Vinson is the second judge to strike down the health-care law’s individual mandate requiring all Americans who can afford it to purchase health insurance or pay a penalty.
Two other judges have upheld the constitutionality of the health-care reform law.
The conflicting rulings have set the stage for legal battles in the federal appellate courts and perhaps, eventually, at the US Supreme Court.
26 states sued
The decision stems from a lawsuit filed on behalf of Florida and 25 other states challenging the constitutionality of the health-care reform law. Two weeks ago, the House of Representatives voted 245 to 189 to repeal the law. But the Senate is not expected to follow suit, and President Obama would almost certainly veto any repeal law passed by Congress.
Meanwhile, court challenges are continuing.
The central question in the case was whether Congress has the power to order Americans to purchase a private product or service.
The Constitution’s commerce clause provides the authority for Congress to “regulate commerce … among the several states.” But does the power to pass regulations affecting interstate commerce authorize a federal order that Americans must purchase health insurance or pay a penalty?
During a Dec. 16 hearing in Pensacola, Fla., Vinson questioned whether Congress could force the nation to eat broccoli or to buy shoes. Others have questioned whether federal lawmakers have the authority to order citizens to buy a particular brand of car as a form of economic stimulus.
Lawyers defending the health-care statute say there is a significant difference between broccoli and health insurance. If no one eats their broccoli the government will not be forced to pick up the tab, they say. In contrast, the individual mandate is a way to regulate the costs of health-insurance across the country, they say.
Inactivity as economic activity
Vinson disagreed.

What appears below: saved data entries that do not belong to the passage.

PR #2225, opened 2024-07-22
Fix mypy flags `import distutils` in Python 3.12

JCZuurmond:
## Changes
Fix mypy flags `import distutils` in python 3.12. Local `make lint` fails with Python 3.12.


nfx (approved):
lgtm

Issue #2156, opened 2024-07-11
[BUG]: Child files imported via %run magic line are not assessed


ericvergnaud:
### Is there an existing issue for this?

- [X] I have searched the existing issues

### Current Behavior

Child files invoked from %run magic line are not assessed

### Expected Behavior

Child files imported from %run magic line should be assessed by being added to the dependency graph

### Cloud

AWS

### Operating System

macOS

### Version

latest via Databricks CLI

ericvergnaud:
Databricks only support importing child files if they have an extension and the `%run` command is not the first line in the cell.

ericvergnaud:
This needs to be implemented in relation to #2155 i.e.:
 - the same magic line has a different behavior depending on the context, if the magic line is not for a notebook, then a file dependency must be registered
 - the assessment also needs to be done in context

Issue #2155, opened 2024-07-10
[BUG]: Child notebooks imported from %run magic line are not assessed


ericvergnaud:
### Is there an existing issue for this?

- [X] I have searched the existing issues

### Current Behavior

Child notebooks imported from %run magic line are not assessed

### Expected Behavior

Child notebooks imported from %run magic line should be assessed by being added to the dependency graph

### Cloud

AWS

### Operating System

macOS

### Version

latest via Databricks CLI

ericvergnaud:
Databricks supports importing notebooks only if they do not have an extension and the %run magic line is the only line. If this is not the first cell, we already support this behavior via `RunCell`

ericvergnaud:
The notebooks are now assessed, but that assessment is not performed in context i.e. the notebook is not aware of global variables set by the parent notebook, which may lead to avoidable Advices

PR #2226, opened 2024-07-22
Lint child dependencies recursively

ericvergnaud:
## Changes
The current code lints local files without considering parent/child relationships (where a given 'parent' file imports or runs a 'child' file).
This makes it impossible to lint files in context, where a child file uses variables inherited from a parent file.
This PR is progress towards that, by linting child dependencies recursively.

### Linked issues
Progresses #2155 
Progresses #2156

### Functionality
- [x] modified existing command: `databricks labs ucx lint-local-code`

### Tests
- [x] checked integration tests

### DIFF
--- a/src/databricks/labs/ucx/source_code/graph.py
+++ b/src/databricks/labs/ucx/source_code/graph.py
@@ -111,6 +111,10 @@ class DependencyGraph:
         return self if self._parent is None else self._parent.root
 
     @property
+    def parent(self):
+        return self._parent
+
+    @property
     def all_dependencies(self) -> set[Dependency]:
         dependencies: set[Dependency] = set()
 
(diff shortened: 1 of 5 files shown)


src/databricks/labs/ucx/source_code/graph.py
```diff
@@ -123,6 +127,28 @@ def add_to_dependencies(graph: DependencyGraph) -> bool:
         self.visit(add_to_dependencies, set())
         return dependencies
 
+    @property
+    def root_dependencies(self) -> set[Dependency]:
```
nfx, line 131:
```suggestion
    def roots(self) -> set[Dependency]:
```
nit

nfx (approved):
lgtm

PR #2228, opened 2024-07-23
Parallelize the install deployment differently

JCZuurmond:
Stacked on top of #2224

## Changes
Parallelize the install deployment as follows:

image

### Functionality

- [x] modified existing command: `databricks labs install ucx`

### Tests

- [ ] manually tested


JCZuurmond:
Something is off with the git history, will recreate

PR #2229, opened 2024-07-23
Update installation parallelization

JCZuurmond:
Stacked on top of #2224

## Changes
Parallelize the install deployment as follows:

image

### Functionality

- [x] modified existing command: `databricks labs install ucx`

### Tests

- [x] manually tested

### DIFF
--- a/tests/unit/test_install.py
+++ b/tests/unit/test_install.py
@@ -228,7 +228,7 @@ def test_create_database(ws, caplog, mock_installation, any_prompt):
             raise e.errs[0]
 
     assert "Kindly uninstall and reinstall UCX" in str(failure.value)
-    wheels.upload_to_wsfs.assert_not_called()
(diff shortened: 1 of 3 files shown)


tests/unit/test_install.py
```diff
@@ -228,7 +228,7 @@ def test_create_database(ws, caplog, mock_installation, any_prompt):
             raise e.errs[0]
 
     assert "Kindly uninstall and reinstall UCX" in str(failure.value)
-    wheels.upload_to_wsfs.assert_not_called()
+    wheels.upload_to_wsfs.assert_called_once()
```
JCZuurmond, line 231: `wheels.upload_to_wsfs` is now called as job creation calls this method and is reached when deploying jobs in parallel to the database creation

nfx (approved):
lgtm

PR #2240, opened 2024-07-24
Group manager optimisation: during group enumeration only request the attributes that are needed.

asnare:
## Changes

Group enumeration is expensive: we already have a special code-path when members are requested while enumerating groups due to API issues. This PR improves that code-path such that during enumeration only the bare minimum set of attributes is requested.

### Functionality

- modified existing workflow: `group-migration`


asnare:
Failed acceptance test is exhibiting the same problem as described in #2227.

nfx (approved):
lgtm

PR #2236, opened 2024-07-24
Lint dependencies in context

ericvergnaud:
## Changes
Introduces `InheritedContext` class which gathers code fragments from file/notebook parents, and uses it when linting child file/notebook

### Linked issues
Resolves #2155 
Resolves #2156 
Resolves #2221 

### Functionality
None

### Tests
- [x] added unit tests
- [x] added functional tests
- [x] added integration tests

PR #2254, opened 2024-07-26
fix computation of root dependencies and dependency routes

ericvergnaud:
## Changes
fix computation of root dependencies by only returning files/notebooks

### Linked issues
None

### Functionality
None

### Tests
- [x] added unit tests


src/databricks/labs/ucx/source_code/graph.py
```diff
@@ -134,19 +134,31 @@ def root_dependencies(self) -> set[Dependency]:
 
         def add_to_dependencies(graph: DependencyGraph) -> bool:
             dependency = graph.dependency
+            # if already encountered we're done
             if dependency in children:
-                return False  # Nothing to do
+                return False
+            # if it's not a real file, then it's not a root
+            if not dependency.path.is_file():
```
nfx, line 141: if `WorkspacePath` is used, then this will skip notebooks in the workspace, that are valid roots. can be do `not dependency.path.is_dir()` or something like it?

```
    def is_file(self) -> bool:
        """Return True if the path points to a file in Databricks Workspace."""
        try:
            return self._object_info.object_type == ObjectType.FILE
        except DatabricksError:
            return False
```

nfx: which cyclic dependencies?

ericvergnaud: see https://github.com/databrickslabs/ucx/pull/2236/files/0950ab1f809795fc7a086b1d4b04936ec83b9e26#r1697132861
https://github.com/databrickslabs/ucx/pull/2236/files#r1697135314
and
https://github.com/databrickslabs/ucx/pull/2236/files#r1697136495

ericvergnaud:
Already merged via #2236, closing

PR #2247, opened 2024-07-25
Group migration: improve robustness while deleting workspace groups

asnare:
## Changes

This PR updates the group manager so that deleting workspace groups is more reliable. Changes include:

 - We no longer skip deletion of groups that don't appear to be present. Due to eventual consistency issues this was occurring with groups that had recently been renamed (to their temporary name).
 - Deletion now waits for the effects of deletion to be visible by double-checking that a group can no longer be directly retrieved from the API, and that it no longer appears in the list of groups during enumeration. (Due to API limitations this is not a guarantee that the groups are no longer visible, but it does decrease the likelihood of anything noticed afterwards.)
 - Improved logging.

A subsequent PR will update group renaming to use a similar approach to that here.

### Linked issues

Resolves #2227.

### Functionality

- modified existing workflow: `remove-workspace-local-backup-groups`

### Tests

- updated unit tests
- updated integration tests

PR #2263, opened 2024-07-29
Group migration: improve robustness when renaming groups

asnare:
## Changes

This PR updates the way we check for the completion of group renames; similar to deletion we now double-check before assuming the rename has taken effect.

### Linked issues

Follows on from #2247.

### Functionality

  - `migrate-groups`
  - `migrate-groups-experimental`

### Tests

- updated unit tests
- existing integration tests


nfx (approved):
lgtm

He said under the commerce clause, as interpreted by the Supreme Court, Congress is empowered to regulate economic activity, but not inactivity.
“If [Congress] has the power to compel an otherwise passive individual into a commercial transaction with a third party,” the judge wrote, “it is not hyperbolizing to suggest that Congress could do almost anything it wanted.”
The judge rejected arguments by the government that an individual’s decision not to buy health insurance is, itself, an activity with economic consequences that the federal officials can regulate.
“Every person throughout the course of his or her life makes hundreds or even thousands of life decisions that involve the same general sort of thought process that [government lawyers] maintain is ‘economic activity,’ “ the judge said. “There will be no stopping point if that should be deemed the equivalent of activity for commerce clause purposes.”
'A defectively designed watch'
In striking down the entire law, Vinson said he felt it should be up to Congress rather than a judge to determine which portions of the statute – other than the stricken individual mandate – should remain in the reform measure.
“This act has been analogized to a finely crafted watch,” Vinson said. “It has approximately 450 separate pieces, but one essential piece (the individual mandate) is defective and must be removed.”
He added: “The act, like a defectively designed watch, needs to be redesigned and reconstructed by the watchmaker.”
The three earlier decisions upholding and overturning the health-care bill are currently on appeal before the Fourth and Sixth US Circuit Courts of Appeals. Vinson’s decision is expected to be appealed to the 11th Circuit in Atlanta.
After that, any or all of the cases, could be appealed to the Supreme Court.